### Record extracts
····················

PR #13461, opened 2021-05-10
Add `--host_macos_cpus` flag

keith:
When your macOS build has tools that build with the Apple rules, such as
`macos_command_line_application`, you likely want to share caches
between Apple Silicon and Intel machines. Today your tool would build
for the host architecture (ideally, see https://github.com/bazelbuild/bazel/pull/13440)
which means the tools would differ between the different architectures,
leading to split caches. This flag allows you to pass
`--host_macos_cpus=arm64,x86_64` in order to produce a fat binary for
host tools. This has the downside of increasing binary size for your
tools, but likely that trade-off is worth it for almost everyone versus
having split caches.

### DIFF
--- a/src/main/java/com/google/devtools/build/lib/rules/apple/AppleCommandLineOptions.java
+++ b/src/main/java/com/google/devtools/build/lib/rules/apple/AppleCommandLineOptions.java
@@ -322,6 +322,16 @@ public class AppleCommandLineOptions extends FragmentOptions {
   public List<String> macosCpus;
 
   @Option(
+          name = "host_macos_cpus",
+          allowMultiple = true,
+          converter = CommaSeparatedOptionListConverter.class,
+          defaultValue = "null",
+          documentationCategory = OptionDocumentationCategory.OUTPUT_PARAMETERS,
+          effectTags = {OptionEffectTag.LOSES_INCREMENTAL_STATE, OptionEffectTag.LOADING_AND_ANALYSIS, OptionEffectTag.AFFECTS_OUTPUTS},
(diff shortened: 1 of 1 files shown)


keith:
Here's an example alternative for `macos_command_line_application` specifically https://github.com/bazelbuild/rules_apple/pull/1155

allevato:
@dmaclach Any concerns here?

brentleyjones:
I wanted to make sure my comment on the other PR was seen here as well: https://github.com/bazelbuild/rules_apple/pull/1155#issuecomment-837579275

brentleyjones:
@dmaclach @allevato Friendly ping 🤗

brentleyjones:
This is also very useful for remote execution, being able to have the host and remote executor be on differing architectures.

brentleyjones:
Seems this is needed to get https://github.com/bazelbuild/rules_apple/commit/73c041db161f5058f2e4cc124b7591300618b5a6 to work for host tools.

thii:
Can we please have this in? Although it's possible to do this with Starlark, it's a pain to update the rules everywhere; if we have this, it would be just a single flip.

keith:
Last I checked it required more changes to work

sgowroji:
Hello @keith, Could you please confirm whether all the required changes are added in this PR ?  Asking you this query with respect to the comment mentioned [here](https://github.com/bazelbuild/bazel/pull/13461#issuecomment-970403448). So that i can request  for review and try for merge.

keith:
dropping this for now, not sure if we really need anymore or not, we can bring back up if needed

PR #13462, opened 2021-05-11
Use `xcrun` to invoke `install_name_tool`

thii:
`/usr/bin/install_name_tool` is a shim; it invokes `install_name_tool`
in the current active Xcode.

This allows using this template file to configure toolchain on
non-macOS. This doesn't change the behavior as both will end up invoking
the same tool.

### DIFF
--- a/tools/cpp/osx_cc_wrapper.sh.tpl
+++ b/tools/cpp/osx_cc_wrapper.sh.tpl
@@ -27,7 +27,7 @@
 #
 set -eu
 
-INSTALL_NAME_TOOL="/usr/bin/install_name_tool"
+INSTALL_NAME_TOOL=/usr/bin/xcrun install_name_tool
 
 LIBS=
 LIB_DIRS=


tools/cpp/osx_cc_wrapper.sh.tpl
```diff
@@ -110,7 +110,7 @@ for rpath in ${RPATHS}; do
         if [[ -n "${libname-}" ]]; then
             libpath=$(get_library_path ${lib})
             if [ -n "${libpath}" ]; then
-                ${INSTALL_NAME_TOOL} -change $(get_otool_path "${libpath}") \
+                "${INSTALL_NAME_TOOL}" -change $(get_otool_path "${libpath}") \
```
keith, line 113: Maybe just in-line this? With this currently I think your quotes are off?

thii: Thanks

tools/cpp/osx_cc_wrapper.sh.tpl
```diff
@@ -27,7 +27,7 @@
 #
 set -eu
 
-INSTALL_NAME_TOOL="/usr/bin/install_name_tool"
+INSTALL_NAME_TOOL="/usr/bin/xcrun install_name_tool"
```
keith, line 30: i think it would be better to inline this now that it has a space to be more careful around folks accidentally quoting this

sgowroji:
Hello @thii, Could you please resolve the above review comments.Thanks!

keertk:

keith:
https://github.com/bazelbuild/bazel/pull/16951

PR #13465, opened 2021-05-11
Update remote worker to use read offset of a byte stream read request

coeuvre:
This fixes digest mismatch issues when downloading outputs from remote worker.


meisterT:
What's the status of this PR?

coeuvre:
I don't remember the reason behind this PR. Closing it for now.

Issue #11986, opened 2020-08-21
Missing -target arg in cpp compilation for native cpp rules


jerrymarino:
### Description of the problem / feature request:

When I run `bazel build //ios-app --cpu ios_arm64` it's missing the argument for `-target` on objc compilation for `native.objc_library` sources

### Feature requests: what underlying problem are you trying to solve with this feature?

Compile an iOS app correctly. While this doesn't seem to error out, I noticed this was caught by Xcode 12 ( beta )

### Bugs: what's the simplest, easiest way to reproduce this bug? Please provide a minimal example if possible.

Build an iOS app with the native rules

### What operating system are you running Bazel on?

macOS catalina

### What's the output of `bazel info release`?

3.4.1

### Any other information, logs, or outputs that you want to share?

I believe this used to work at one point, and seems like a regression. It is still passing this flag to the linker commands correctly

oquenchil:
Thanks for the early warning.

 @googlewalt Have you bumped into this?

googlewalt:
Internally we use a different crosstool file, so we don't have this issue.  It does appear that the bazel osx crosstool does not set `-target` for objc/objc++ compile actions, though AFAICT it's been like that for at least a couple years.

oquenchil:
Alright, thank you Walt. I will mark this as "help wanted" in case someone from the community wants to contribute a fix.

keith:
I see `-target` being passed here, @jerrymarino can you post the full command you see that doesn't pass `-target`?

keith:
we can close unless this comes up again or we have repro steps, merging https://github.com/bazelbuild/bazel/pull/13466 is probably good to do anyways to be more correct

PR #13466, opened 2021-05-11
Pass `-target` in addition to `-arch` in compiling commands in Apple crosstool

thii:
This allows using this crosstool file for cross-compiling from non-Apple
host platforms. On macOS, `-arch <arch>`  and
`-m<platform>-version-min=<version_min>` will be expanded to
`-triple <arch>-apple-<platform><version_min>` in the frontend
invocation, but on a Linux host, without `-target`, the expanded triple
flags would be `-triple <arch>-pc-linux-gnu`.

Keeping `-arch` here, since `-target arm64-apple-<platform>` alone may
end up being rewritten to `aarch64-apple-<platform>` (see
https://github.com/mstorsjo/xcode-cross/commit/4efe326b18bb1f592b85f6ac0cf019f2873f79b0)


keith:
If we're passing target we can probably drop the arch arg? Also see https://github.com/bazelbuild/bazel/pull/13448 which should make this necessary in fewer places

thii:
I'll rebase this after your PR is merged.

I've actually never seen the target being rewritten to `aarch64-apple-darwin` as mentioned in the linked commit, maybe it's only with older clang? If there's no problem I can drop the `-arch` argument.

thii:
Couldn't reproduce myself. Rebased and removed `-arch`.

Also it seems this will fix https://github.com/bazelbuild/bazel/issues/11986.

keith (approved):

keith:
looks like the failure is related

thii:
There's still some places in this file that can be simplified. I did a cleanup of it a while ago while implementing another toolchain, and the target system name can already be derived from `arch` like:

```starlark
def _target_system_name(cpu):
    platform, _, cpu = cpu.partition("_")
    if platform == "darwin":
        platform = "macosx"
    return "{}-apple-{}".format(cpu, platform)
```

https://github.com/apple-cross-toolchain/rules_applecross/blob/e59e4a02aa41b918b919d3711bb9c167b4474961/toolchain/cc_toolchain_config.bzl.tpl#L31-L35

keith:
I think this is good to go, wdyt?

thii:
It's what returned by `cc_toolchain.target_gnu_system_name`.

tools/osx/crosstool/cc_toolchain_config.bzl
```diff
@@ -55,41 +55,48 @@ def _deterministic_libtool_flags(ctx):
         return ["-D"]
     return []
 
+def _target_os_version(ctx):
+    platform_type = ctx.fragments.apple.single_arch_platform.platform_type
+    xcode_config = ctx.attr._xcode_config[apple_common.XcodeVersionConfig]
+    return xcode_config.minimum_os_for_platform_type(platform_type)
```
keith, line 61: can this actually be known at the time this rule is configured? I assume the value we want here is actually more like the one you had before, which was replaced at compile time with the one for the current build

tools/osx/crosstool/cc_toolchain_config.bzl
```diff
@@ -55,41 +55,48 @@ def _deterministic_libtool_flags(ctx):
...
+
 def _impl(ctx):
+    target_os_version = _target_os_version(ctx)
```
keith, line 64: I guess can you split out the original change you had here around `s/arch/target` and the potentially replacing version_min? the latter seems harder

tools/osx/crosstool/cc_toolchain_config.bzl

····················

### Exercise requirements
Scan the lines above for "commands", then copy every one that has it.

### Exercise result
I believe this used to work at one point, and seems like a regression. It is still passing this flag to the linker commands correctly
Pass `-target` in addition to `-arch` in compiling commands in Apple crosstool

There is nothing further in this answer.